*Records for the task*
● ● ● ●
PR #62, opened 2020-05-29
Updated logs

EdwinGuzman:
## Description

This updates the Winston package and updates the logging file accordingly. Now, it's also logging to a local file (which is ignored by git locally) but useful if we want to keep it on AWS.

## Motivation and Context

No ticket, just improvement based on work that @gkallenberg did recently.

## How Has This Been Tested?

Locally:

Screen Shot 2020-05-29 at 11 19 04 AM

The file `/log/dgx-patron-creator-service.log` will log similar messages:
● ● ● ●
*Problem details*
Return every line from the records above that holds the word "file".

*Output for this exercise*
This updates the Winston package and updates the logging file accordingly. Now, it's also logging to a local file (which is ignored by git locally) but useful if we want to keep it on AWS.
The file `/log/dgx-patron-creator-service.log` will log similar messages:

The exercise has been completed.